As with sports such as rowing, private schools now seem to offer many of the artistic "extras" that have started to disappear in the face of a more "vocational" push in the state-school sector.

Whether at the Olympics or the Oscars, it can seem that Britain is increasingly represented at an elite level by people who had access to an exclusive paid-for education.

Complex problem

Edward Kemp, the director of the Royal Academy of Dramatic Art (Rada) one of the UK's most prestigious drama schools, says the problem is more complex.

Speaking before the current row, he pointed out that the number of Rada applicants from working-class backgrounds had actually been going up - 36% of places in the previous year had gone to students from families earning less than £25,000 a year.

Rada graduates from financially modest backgrounds such as Gemma Arterton and Ben Whishaw have achieved great success.

But in what kind of roles?

Chris Bryant in his comments on culture also expressed concern that a preoccupation with Downton-Abbey-style upper-class and period drama meant TV was no longer offering roles that reflected the full diversity of British society.

And that is without mentioning the challenge faced by actors of colour, such as Sophie Okonedo, who has won a Tony award on Broadway alongside Denzel Washington but has found few roles in the UK.

David Oyelowo, star of the hit film Selma, tweeted this week: "I had to leave Britain to have an acting career."

He has said that he had been told by a commissioning executive: "If it's not Jane Austen or Dickens, the audience don't understand."

The charge is that a narrowing elite of decision makers are closing down who gets represented.

Mr Kemp told the Independent: "It would be great to have another working-class drama, but where are those stories being told?

"They're not - it's shows with dragons or people in tweed suits on bicycles."

Mr Bryant has harked back to the British social realism boom in art of the late 1950s and 1960s that put a cultural focus on the state-backed creative output of the industrial north of England, not London.

Working-class stars such as Stanley Baker, from Mr Bryant's Rhondda constituency, Albert Finney and Michael Caine and writers such as Shelagh Delaney emerged at this time.

Rock music

Social inequality was at its lowest by the early 1970s.

It was cool to be working class.

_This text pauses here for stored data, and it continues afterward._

PR #1978, opened 2025-12-01
feat(client-reports): Add support for client reports

Litarnus:
Adds support for ClientReports.

This PR only adds the possibility to send client reports, it does not collect them yet


Litarnus:
@cursor push e7cd5c73a3

PR #1990, opened 2025-12-24
feat(scope): add getGlobalEventProcessors method

huangdijia:
## Summary

- Add `getGlobalEventProcessors()` static method to `Scope` class
- Enables testing and introspection of registered global event processors
- Refactors `applyToEvent()` to use the new getter method for consistency

## Changes

- **`src/State/Scope.php`**:
  - New public static method `getGlobalEventProcessors()` that returns the array of global event processors
  - Updated `applyToEvent()` to call `self::getGlobalEventProcessors()` instead of directly accessing `self::$globalEventProcessors`

## Motivation

This change provides a public API for accessing the global event processors, which is useful for:
- Testing framework integrations that register global processors
- Debugging and introspection of registered processors
- Future enhancements that may need to enumerate or inspect processors

## Test plan

- [x] Code follows existing coding standards
- [ ] Unit tests added/updated (if applicable)
- [x] No breaking changes to public API

### DIFF
--- a/src/State/Scope.php
+++ b/src/State/Scope.php
@@ -360,7 +360,9 @@ class Scope
     }
 
     /**
-     * Get the global event processors {@see Scope::applyToEvent}.
+     * Gets the list of global event processors that are applied in {@see Scope::applyToEvent}.
+     *
+     * @return callable[]
      */
     public static function getGlobalEventProcessors(): array
     {


huangdijia:
Additional note for long-lived framework environments:

In long-running, persistent frameworks (such as Swoole, RoadRunner, or similar setups), it is possible to leverage **AOP** at appropriate lifecycle boundaries (e.g. request start/end, coroutine creation) to capture a snapshot of `$globalEventProcessors` and store it in a request- or coroutine-scoped **Context**.

This approach provides several benefits:
- Prevents unintended cross-request or cross-coroutine state sharing caused by global static data
- Allows safe, request-level inspection, debugging, or assertions of the active global event processors
- Gives framework integrators a clearer lifecycle boundary without directly relying on static properties

Exposing `getGlobalEventProcessors()` as a read-only accessor enables this Context-based management pattern while preserving existing behavior and event processing flow.

Litarnus:
Hi @huangdijia! Thanks for opening the PR. Can you tell us the concrete reason why you would like to expose event processors. We are moving away from them so I'm reluctant to get it merged without a proper reason

huangdijia:
> Additional note for long-lived framework environments:
> 
> 
> 
> In long-running, persistent frameworks (such as Swoole, RoadRunner, or similar setups), it is possible to leverage **AOP** at appropriate lifecycle boundaries (e.g. request start/end, coroutine creation) to capture a snapshot of `$globalEventProcessors` and store it in a request- or coroutine-scoped **Context**.
> 
> 
> 
> This approach provides several benefits:
> 
> - Prevents unintended cross-request or cross-coroutine state sharing caused by global static data
> 
> - Allows safe, request-level inspection, debugging, or assertions of the active global event processors
> 
> - Gives framework integrators a clearer lifecycle boundary without directly relying on static properties
> 
> 
> 
> Exposing `getGlobalEventProcessors()` as a read-only accessor enables this Context-based management pattern while preserving existing behavior and event processing flow.

@Litarnus Look at the content quoted above.

Litarnus:
Could you explain a bit further how you intent to use this? With the currently proposed change you can read what global processors are currently stored, but without a way to override existing ones (since we just have an add method), it will not be possible to properly isolate them and it will still leak.

huangdijia:
I will change the addGlobalProcess method through AOP to save global processes in the context, and also change the getGlobalProcesses method through AOP to obtain global processes from the context.

Litarnus:
@huangdijia Since global event processors are going to be removed in the next major, I would like to avoid exposing them now. It could risk that someone starts using it now and will have to change it in the near future

PR #2000, opened 2026-01-27
feat(scopes): replace Hub with new scopes

Litarnus:
This PR replaces the Hub based approach to the new scope based approach. The main difference is that instead of having one Hub with multiple Scope layers, data is now divided into different scopes, namely GlobalScope, IsolationScope and CurrentScope. Further details are documented here: https://develop.sentry.dev/sdk/telemetry/scopes/


Litarnus:
This PR is already very stale and we will move forward with a simpler scopes concept that only has the global scope + isolation scope

PR #1875, opened 2025-08-11
Implement strict trace continuation for Sentry PHP

cleptric:
Adds `strictTraceContinuation` option to prevent unwanted trace propagation from third-party services with mismatched organization IDs, addressing #1830.

---
<a href="https://cursor.com/background-agent?bcId=bc-5874fd54-ddaa-4df9-b80d-6debd9f6e96f">
  <picture>
    <source media="(prefers-color-scheme: dark)" srcset="https://cursor.com/open-in-cursor-dark.svg">
    <source media="(prefers-color-scheme: light)" srcset="https://cursor.com/open-in-cursor-light.svg">
    Open in Cursor
  </picture>
</a>
<a href="https://cursor.com/agents?id=bc-5874fd54-ddaa-4df9-b80d-6debd9f6e96f">
  <picture>
    <source media="(prefers-color-scheme: dark)" srcset="https://cursor.com/open-in-web-dark.svg">
    <source media="(prefers-color-scheme: light)" srcset="https://cursor.com/open-in-web-light.svg">
    Open in Web
  </picture>
</a>

PR #2016, opened 2026-02-25
feat: add `strict_trace_continuation` support

Litarnus:
Introduces the `strict_trace_continuation`, which can be used to make sure that traces are only continued if the org IDs are matching. By default, this is set to `false` to keep current behaviour intact.

supersedes https://github.com/getsentry/sentry-php/pull/1875

### DIFF
--- a/src/Options.php
+++ b/src/Options.php
@@ -789,6 +789,7 @@ final class Options
          * @var bool $result
          */
         $result = $this->options['strict_trace_continuation'];
+
         return $result;
     }
 


src/Tracing/Traits/TraceHeaderParserTrait.php
```diff
@@ -102,4 +111,51 @@ protected static function parseTraceAndBaggageHeaders(string $sentryTrace, strin
...
+
+        if ($client === null) {
+            return true;
+        }
+
+        $options = $client->getOptions();
+        $clientOrgId = $options->getOrgId();
+        if ($clientOrgId === null && $options->getDsn() !== null) {
+            $clientOrgId = $options->getDsn()->getOrgId();
+        }
```
giortzisg: nit: The name here is a bit confusing if we get the orgID from the DSN. clientOrgID is the one on clientOptions and the other is the DSN one.

PR #2018, opened 2026-03-02
Use sub-second timestamps in logs

martinstuecklschwaiger:
Sentry UI shows timestamps as `Feb 18, 17:48:27.000 CET` (milliseconds as `000`).

### Description
Breadcrumb timestamps use floats. Monolog also supports sub-second timestamps from DateTimeImmutable. This pull request uses split-second timestamps for creating Breadcrumbs in the Monolog BreadcrumbHandler.

* `U`: Seconds since the Unix Epoch  https://www.php.net/manual/en/datetime.format.php#:~:text=01%3A07%20%2B0200-,U,Seconds%20since%20the%20Unix%20Epoch,-(January%201%201970
* `u`: Microseconds
https://www.php.net/manual/en/datetime.format.php#:~:text=u,Microseconds

### DIFF
--- a/tests/Monolog/BreadcrumbHandlerTest.php
+++ b/tests/Monolog/BreadcrumbHandlerTest.php
@@ -15,6 +15,8 @@ final class BreadcrumbHandlerTest extends TestCase
 {
     /**
      * @dataProvider handleDataProvider
+     *
+     * @param LogRecord|array<string, mixed> $record
      */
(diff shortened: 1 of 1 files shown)


Litarnus:
Hi @martinstuecklschwaiger! Thanks for opening the PR!

It looks good to me. Since you added a fix for pre-1970 timestamps, can you also add a quick test for that?

Issue #1898, opened 2025-09-11
[5.x] Remove Psalm


cleptric:
We constantly run into issues where Psalm is fighting with PHPStan. We will remove psalm and only use PHPStan.

PR #2020, opened 2026-03-04
feat(ci): add mago to CI pipeline

Litarnus:
Introducing [Mago](https://mago.carthage.software) to the PHP SDK. For the initial version, I added all current failures to the baseline file to keep the PR small regarding code changes.

closes PHP-69


stayallive:
Worth seeing this as an opportunity to remove psalm (#1898) to prevent running three tools and see how it works before we commit? Ideally we have a single tool instead of many to prevent them disagreeing with each other.

Litarnus:
> Worth seeing this as an opportunity to remove psalm (#1898) to prevent running three tools and see how it works before we commit? 

Good point, I make sure to remove psalm before this gets merged. I think we have to have Mago running for some time in the repo to see how well it works.

> Ideally we have a single tool instead of many to prevent them disagreeing with each other.

Yes, that is my goal as well. So far it seems quite powerful and I'm fairly optimistic it can replace all other tools (including PHP-CS-FIXER)

giortzisg (approved):

PR #2029, opened 2026-03-17
feat(logs): Add Monolog channel to compiled log attributes

melkamar:
### Description

Adds `channel` name to the log metadata. 

The channel is a relevant piece of metadata of a log entry. This change includes the channel in the recorded attributes, but remains backwards compatible and will not overwrite existing extra or context fields named 'channel'.

I considered making this an opt-in configuration of the Handler in the constructor, but since this is backwards compatible, I figured that's not necessary.

### DIFF
--- a/src/Monolog/LogsHandler.php
+++ b/src/Monolog/LogsHandler.php
@@ -30,15 +30,22 @@ class LogsHandler implements HandlerInterface
     private $bubble;
 
     /**
+     * Whether to include the channel name as an attribute in the Sentry logs.
+     */
+    private bool $includeChannel;
+
+    /**
      * Creates a new Monolog handler that converts Monolog logs to Sentry logs.
      *
      * @param LogLevel|\Monolog\Level|int|null $logLevel the minimum logging level at which this handler will be triggered and collects the logs
      * @param bool                             $bubble   whether the messages that are handled can bubble up the stack or not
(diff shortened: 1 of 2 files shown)


Litarnus:
Hi @melkamar! Can you tell us why you need the channel name in the log attributes? Adding it to every log message would increase the number of bytes per message, so we are a bit reluctant to add it without proper reason

melkamar:
@Litarnus sure, the reason is that I may want to filter for messages sent to a certain channel. For example, if some troubleshooting issues related to async processing, I may want to narrow my search to the `messenger` channel only to see the Symfony messenger logs.

In our application, we use dozens of different channels. I may want to drill down to a specific one. That's what we currently do in Elastic/Kibana and it's very useful. Having the same in Sentry, along with all the other app data, would be great.

I do understand the reluctance of adding data. I also understand that this is truly pointless for use cases where someone uses a single channel (e.g. `app`) to send the logs to. So, could this be an opt-in?

Litarnus:
Thanks for the explanation, I can see that it makes a lot of sense to have that option in your setup.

Is that what's changed most? Even in pop music?

Rock journalist Simon Price believes that the 1990s generation that produced the Manic Street Preachers was the last to benefit from a genuinely meritocratic state-support system, and the days of musicians such as Joe Strummer playing down their middle class roots are long gone.

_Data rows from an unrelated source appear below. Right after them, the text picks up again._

PR #2061, opened 2026-04-09
feat(monolog): add handler to only capture exceptions

### LINKED ISSUE #2060: Add handler to send Monolog exceptions to Sentry
We want to add a new handler that will send Monolog exceptions to Sentry. This functionality already exists in the now deprecated `Handler`, but we want to create a new handler with just this single functionality.

Litarnus:
Adds a Monolog handler that will report exceptions to Sentry. In contrast to the `Handler`, it will not convert log messages with a certain level to errors.

By default it will report exceptions for all levels but it's possible to also restrict it to certain levels.

### DIFF
--- a/src/Monolog/SentryExceptionHandler.php
+++ b/src/Monolog/SentryExceptionHandler.php
@@ -35,23 +35,11 @@ class SentryExceptionHandler extends AbstractHandler
     /**
      * @param array<string, mixed>|LogRecord $record
      */
-    public function isHandling($record): bool
-    {
-        if ($this->getExceptionFromRecord($record) === null) {
-            return false;
-        }
-
-        /** @var LogRecord $record */
-        return parent::isHandling($record);
-    }
-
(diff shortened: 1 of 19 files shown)


src/Monolog/SentryExceptionHandler.php
```diff
@@ -0,0 +1,141 @@
...
+use Monolog\Logger;
+use Monolog\LogRecord;
+use Psr\Log\LogLevel;
+use Sentry\State\HubInterface;
+use Sentry\State\Scope;
+
+/**
+ * This Monolog handler will collect monolog events and send them to sentry.
+ */
+class SentryExceptionHandler extends AbstractHandler
```
Litarnus: 🚲 : Not sure about the name, it's a bit redundant and generic so I'm up for suggestions

stayallive (approved):
🚢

"These days whenever I hear of an up-and-coming band and I look into it, it seems more often than not they are from the 7% [of the population] who were privately educated.

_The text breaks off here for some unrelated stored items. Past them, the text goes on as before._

PR #2063, opened 2026-04-10
fix(error): prevent warnings when trying to increase memory for OOM errors

Litarnus:
Adds a defensive check to only increase the memory if it would still be below the currently consumed memory. Also prevents warnings from setting `memory_limit` which might end up in Sentry.

We could consider trying to increase the limit when OOMing to `current_memory + 5MB` instead


stayallive (approved):
Cool fix!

"There's this myth that on YouTube if you have a good song it will spiral, but it does take money."

Price says that changes to the benefits system have made it harder for working-class teenagers to develop their talent.

"David Cameron famously proclaims himself to be a fan of the Smiths.

"Well Morrissey spent years on the dole finding himself and finding his voice before launching his musical career."

It's hard to imagine any politician would advocate a more generous dole for aspiring pop stars.

But Price sees a direct link in the requirements now placed on benefit claimants to take whatever work they're told, and the focus on "vocational" training, which is undermining the very economically measurable success that Britain's creative industries are famous for.

The question underlying the current posh war remains: are too many careers increasingly an option only for those with the backing of an affluent family?

And what will Britain become if this continues?